(Records excerpted from a collection)
Issue #186, opened 2024-02-15
Support query parameters and HTTP headers for API requests


cam-schultz:
**Context and scope**
The relayer makes RPC requests to a handful of Avalanche APIs via the Golang clients. Specifically, the relayer uses:
- [platformvm.Client](https://github.com/ava-labs/avalanchego/blob/master/vms/platformvm/client.go#L27)
- [info.Client](https://github.com/ava-labs/avalanchego/blob/master/api/info/client.go#L19)

These clients support HTTP headers and query parameters in the form of the optional `rpc.Option` parameters to each of their method calls.

We should add `query-parameters` and `http-headers` fields to the top-level config to support these options. This would allow us to provide a rate limit bypass token, for example.

The relayer also uses [ethclient.Client](https://github.com/ava-labs/subnet-evm/blob/master/ethclient/ethclient.go#L70), which supports query parameters in the form of a fully specified URL. HTTP headers are supported via `rpc.Client.SetHeader`. It might make sense to add a `query-parameters` field to the `source-subnets` and `destination-subnets` lists for consistency.

najeal:
Hi @cam-schultz , please assign it to me.

The values provided by the new fields need to be passed to every requests right?

cam-schultz:
Hey @najeal, thanks for offering to take a look at this. @minghinmatthewlam is going to take an initial pass at this to support query parameters for `p-chain-api-url` and `info-api-url` to reach parity with the subnet RPC and WS API fields.

Please feel free to open a PR with any further proposed changes. To close this ticket out, we'll also need to support HTTP headers provided via configuration.

> The values provided by the new fields need to be passed to every requests right?

For the [Info API and P-Chain API](https://github.com/ava-labs/awm-relayer/blob/main/main/main.go#L74-L75) calls, this is correct. The [subnet RPC API](https://github.com/ava-labs/awm-relayer/blob/main/vms/evm/destination_client.go#L51) takes a raw URL, so query parameters are directly supported. Further investigation needs to be done for supporting HTTP headers for subnet RPC calls.

najeal:
@cam-schultz thank for the answer.
This means I need to wait for @minghinmatthewlam PR that will partially resolve the issue, then I can complete the rest?

cam-schultz:
@najeal, yes that would be great. Appreciate your patience on this 🙏

PR #268, opened 2024-04-25
Pchain/Info API query params

minghinmatthewlam:
## Why this should be merged
Adding query params to using pchain and info api clients. #186 

## How this works
Adds config options to pass in query parameters to using p-chain and info api clients. Then passing these query parameters as options when making calls to the p-chain/info api clients.

## How is this documented
README


config/config.go
```diff
@@ -408,6 +433,48 @@ func (c *Config) InitializeWarpQuorums() error {
 	return nil
 }
 
+func (p *PChainAPI) Validate() error {
+	if _, err := url.ParseRequestURI(p.BaseURL); err != nil {
+		return fmt.Errorf("invalid base URL: %w", err)
+	}
+	p.options = make([]rpc.Option, 0, len(p.QueryParams))
+	for key, value := range p.QueryParams {
+		p.options = append(p.options, rpc.WithQueryParam(key, value))
```
najeal, line 442: Option creation could be moved into client implementation/usage as it is the one aware of rpc usage.

For example in `validators/canonical_validator_client.go` you create a config struct being a subset of the global one
```
type Config struct {
  QueryParams map[string]string
  HttpHeaders map[string]string
}
```
This Config object becomes an argument to the `NewCanonicalValidatorClient` factory. Then the factory is responsible to create the Options and store it the same way you did.

minghinmatthewlam: Totally can see that being an option, and thanks for the suggestion. I don't anticipate there being too many differences in the usage of query parameters throughout the relayer, so prefer to leave a unified format when parsing the config under `PChainAPI` and `InfoAPI`.

peers/app_request_network.go
```diff
@@ -59,7 +56,8 @@ func NewNetwork(
 		),
 	)
 
-	networkID, err := infoClient.GetNetworkID(context.Background())
+	infoClient := cfg.InfoAPI.GetClient()
```
cam-schultz, line 59: Calls to `info.Peers`, `info.GetNodeID`, and `info.GetNodeIP` are not using the configured `rpc.Option`s. 

We should compose `AppRequestNetwork` with `InfoAPI` rather than `info.Client` to make it more obvious that `InfoApi.GetClient` should be used in conjunction with `InfoApi.GetOptions`.

config/config.go
```diff
@@ -408,6 +433,48 @@ func (c *Config) InitializeWarpQuorums() error {
...
+}
+
+func (i *InfoAPI) Validate() error {
+	if _, err := url.ParseRequestURI(i.BaseURL); err != nil {
+		return fmt.Errorf("invalid base URL: %w", err)
+	}
+	i.options = make([]rpc.Option, 0, len(i.QueryParams))
+	for key, value := range i.QueryParams {
+		i.options = append(i.options, rpc.WithQueryParam(key, value))
+	}
```
cam-schultz, line 456: Just a stylistic nit, but I've often been burned by 1) initializing a slice with a specified _size_ and 2) appending to that slice in a loop. This results in a slice with the first half of the elements empty.

This isn't the case here, since you're initializing the slice with 0 _size_ and a specified _capacity_, but I had to double check to confirm this wasn't an instance of that bug.

I'd instead advocate for either `make` + assigning via index or `append`ing to an empty slice.

cam-schultz: Actually, I think we can simply remove `i.options = make([]rpc.Option, 0, len(i.QueryParams))`, since the empty slice will be allocated already.

config/config.go
```diff
@@ -408,6 +433,48 @@ func (c *Config) InitializeWarpQuorums() error {
 	return nil
 }
 
+func (p *PChainAPI) Validate() error {
+	if _, err := url.ParseRequestURI(p.BaseURL); err != nil {
+		return fmt.Errorf("invalid base URL: %w", err)
+	}
+	p.options = make([]rpc.Option, 0, len(p.QueryParams))
```
cam-schultz, line 440: Same comment here re: `make`

cam-schultz (commented):
Just a few comments, but overall LGTM! This will be easily extendable to support HTTP headers in the future.

config/config.go
najeal: What he did is safe as far a he uses the append func. The only difference if he removes the `make` will be the underlying array of the slice being reallocated X times depending of the input array size. But as this action is done only once in the program and I suspect the array size to be low it is finally pretty the same.
But as you said it's stylistic, I don't want to question your review, just wanted to demystify the point. 👍

minghinmatthewlam: yup what @najeal said. I'd pref initializing the slice with its capacity since we know the number of elements at initialization, and can help optimize not needing x memory allocations.

README.md
```diff
@@ -105,29 +105,45 @@ The relayer binary accepts a path to a JSON configuration file as the sole argum
 
 ### Configuration
 
-The relayer is configured via a JSON file, the path to which is passed in via the `--config-file` command line argument. Top level configuration options are also able to be set via environment variable. To get the environment variable corresponding to a key, upper case the key and change the delimiter from "-" to "_". For example, `LOG_LEVEL` sets the `"log-level"` JSON key. The following configuration options are available:
+The relayer is configured via a JSON file, the path to which is passed in via the `--config-file` command line argument. Top level configuration options are also able to be set via environment variable. To get the environment variable corresponding to a key, upper case the key and change the delimiter from "-" to "\_". For example, `LOG_LEVEL` sets the `"log-level"` JSON key. The following configuration options are available:
```
michaelkaplan13, line 108: Did you mean to add this "\"? Curious why it's needed if so.

config/config.go
```diff
@@ -122,16 +125,34 @@ type WarpQuorum struct {
...
+}
+
+// Info API configuration, contains the base URL and query parameters
+type InfoAPI struct {
+	BaseURL     string            `mapstructure:"base-url" json:"base-url"`
+	QueryParams map[string]string `mapstructure:"query-parameters" json:"query-parameters"`
+
+	options []rpc.Option
+	client  info.Client
+}
```
michaelkaplan13, line 144: I think it could it be cleaner to have a single `APIConfig` type for the configuration, and keep the actual client instances out of `config` package. It seems a little off to have the `rpc/platformvm/info` packages all be dependencies of `config`.

minghinmatthewlam: I changed it to `APIConfig` for both P-Chain and Info APIs, then moved the logic of initializing client and options to where it's used in `peers`. Also moved validator client logic to `peers` since they're closely tied.

@najeal Also related to your previous suggestion https://github.com/ava-labs/awm-relayer/pull/268#discussion_r1579897585, implemented a similar change

README.md
minghinmatthewlam: nope thanks for finding

peers/api_clients.go
```diff
@@ -0,0 +1,47 @@
...
+	client  info.Client
+	options []rpc.Option
+}
+
+func NewPChainAPI(apiConfig *config.APIConfig) (*PChainAPI, error) {
+	client := platformvm.NewClient(apiConfig.BaseURL)
+	options := make([]rpc.Option, 0, len(apiConfig.QueryParams))
+	for key, value := range apiConfig.QueryParams {
+		options = append(options, rpc.WithQueryParam(key, value))
+	}
```
michaelkaplan13, line 30: Nit: Lets move this duplicated piece to a `initializeOptions` (or another name) helper

michaelkaplan13 (commented):
One nit, but otherwise looks good

najeal (approved):

config/config.go
cam-schultz: Apologies if my original comment was misleading. For non-performance critical initialization code, code readability should take priority over small performance optimizations. In any case, I see this section has been removed.

peers/api_clients.go
cam-schultz, line 1: In another comment, I suggested moving the logic in `NewPChainAPI` directly into `NewCanonicalValidatorClient`. This file would then only contain `InfoAPI`. I'd suggest renaming this file to `info_client.go`, and implementing the client as a wrapper around `info.Client` that encapsulated the RPC options. The result would be that we could call the info API like

`infoAPI.GetNetworkID(context.Background())`

instead of 

`infoAPI.client.GetNetworkID(context.Background(), infoAPI.options...)`

peers/api_clients.go
minghinmatthewlam: there was some refactoring but I added a `utils` for `InitializeOptions`

peers/app_request_network.go
```diff
@@ -100,12 +105,21 @@ func NewNetwork(
...
-	validatorClient := validators.NewCanonicalValidatorClient(logger, pChainClient)
+	pChainAPI, err := NewPChainAPI(cfg.PChainAPI)
+	if err != nil {
+		logger.Error(
+			"Failed to create P-Chain API",
+			zap.Error(err),
+		)
+		return nil, nil, err
+	}
+	validatorClient := validators.NewCanonicalValidatorClient(logger, pChainAPI.client, pChainAPI.options)
```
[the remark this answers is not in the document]
minghinmatthewlam: Updated canonical validator client to hold p chain client interaction logic. Also wrapped additional functions we use with the p-chain to the canonical validator client.

peers/api_clients.go
minghinmatthewlam: added info client wrapping for options.

peers/app_request_network.go
```diff
@@ -91,6 +78,23 @@ func NewNetwork(
...
 
+	infoAPI, err := NewInfoAPI(cfg.InfoAPI)
+	if err != nil {
+		logger.Error(
+			"Failed to create info API",
+			zap.Error(err),
+		)
+		return nil, nil, err
+	}
+	networkID, err := infoAPI.client.GetNetworkID(context.Background(), infoAPI.options...)
```
cam-schultz, line 89:
```suggestion
	networkID, err := infoAPI.GetNetworkID(context.Background())
```

peers/app_request_network.go
```diff
@@ -152,7 +156,7 @@ func (n *AppRequestNetwork) ConnectPeers(nodeIDs set.Set[ids.NodeID]) set.Set[id
 	// re-adding connections to already tracked peers.
 
 	// Get the list of peers
-	peers, err := n.infoClient.Peers(context.Background())
+	peers, err := n.infoAPI.client.Peers(context.Background(), n.infoAPI.options...)
```
cam-schultz, line 159:
```suggestion
	peers, err := n.infoAPI.Peers(context.Background())
```

peers/app_request_network.go
```diff
@@ -184,13 +188,13 @@ func (n *AppRequestNetwork) ConnectPeers(nodeIDs set.Set[ids.NodeID]) set.Set[id
 
 	// If the Info API node is in nodeIDs, it will not be reflected in the call to info.Peers.
 	// In this case, we need to manually track the API node.
-	if apiNodeID, _, err := n.infoClient.GetNodeID(context.Background()); err != nil {
+	if apiNodeID, _, err := n.infoAPI.client.GetNodeID(context.Background(), n.infoAPI.options...); err != nil {
```
cam-schultz, line 191:
```suggestion
	if apiNodeID, _, err := n.infoAPI.GetNodeID(context.Background()); err != nil {
```

peers/app_request_network.go
```diff
@@ -184,13 +188,13 @@ func (n *AppRequestNetwork) ConnectPeers(nodeIDs set.Set[ids.NodeID]) set.Set[id
...
 		n.logger.Error(
 			"Failed to get API Node ID",
 			zap.Error(err),
 		)
 	} else if nodeIDs.Contains(apiNodeID) {
-		if apiNodeIP, err := n.infoClient.GetNodeIP(context.Background()); err != nil {
+		if apiNodeIP, err := n.infoAPI.client.GetNodeIP(context.Background(), n.infoAPI.options...); err != nil {
```
cam-schultz, line 197:
```suggestion
		if apiNodeIP, err := n.infoAPI.GetNodeIP(context.Background()); err != nil {
```

cam-schultz (commented):
Just need to update the `InfoAPI` callsites, then LGTM

cam-schultz (approved):
LGTM!

peers/validators/canonical_validator_client.go
```diff
@@ -59,15 +66,27 @@ func (v *CanonicalValidatorClient) GetCurrentCanonicalValidatorSet(subnetID ids.
...
+func (v *CanonicalValidatorClient) GetCurrentValidators(ctx context.Context, subnetID ids.ID, nodeIDs []ids.NodeID) ([]platformvm.ClientPermissionlessValidator, error) {
+	return v.client.GetCurrentValidators(ctx, subnetID, nodeIDs, v.options...)
+}
+
+func (v *CanonicalValidatorClient) GetValidatorsAt(
+	ctx context.Context,
+	subnetID ids.ID,
+	height uint64,
+) (map[ids.NodeID]*validators.GetValidatorOutput, error) {
+	return v.client.GetValidatorsAt(ctx, subnetID, height, v.options...)
```
michaelkaplan13, line 89: Is there a reason why it's necessary to export these methods? My worry is there are:
- `GetCurrentCanonicalValidatorSet`
- `GetValidatorsAt`
- `GetCurrentValidators`
- `getCurrentValidatorSet`
- `GetValidatorSet`

Which all do slightly different things but make it confusing to know which should be used. If only called internally here, I think it'd prefer to directly call `v.client.GetValidatorsAt` and `v.client.GetCurrentValidators` in the existing implementations rather than add additional similarly named wrapped.

cam-schultz: `CanonicalValidatorClient` needs to implement `warp.ValidatorState` in order to be able to call `GetCanonicalValidatorSet`. It looks like that interface has been updated in AvalancheGo since this was last updated here, so `GetValidatorSet` should be the only method we need to export.

michaelkaplan13 (approved):
LGTM!

cam-schultz (approved):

## What the task asks
Show every line above in which the word "rather" is found.

## Output for this exercise
We should compose `AppRequestNetwork` with `InfoAPI` rather than `info.Client` to make it more obvious that `InfoApi.GetClient` should be used in conjunction with `InfoApi.GetOptions`.
Which all do slightly different things but make it confusing to know which should be used. If only called internally here, I think it'd prefer to directly call `v.client.GetValidatorsAt` and `v.client.GetCurrentValidators` in the existing implementations rather than add additional similarly named wrapped.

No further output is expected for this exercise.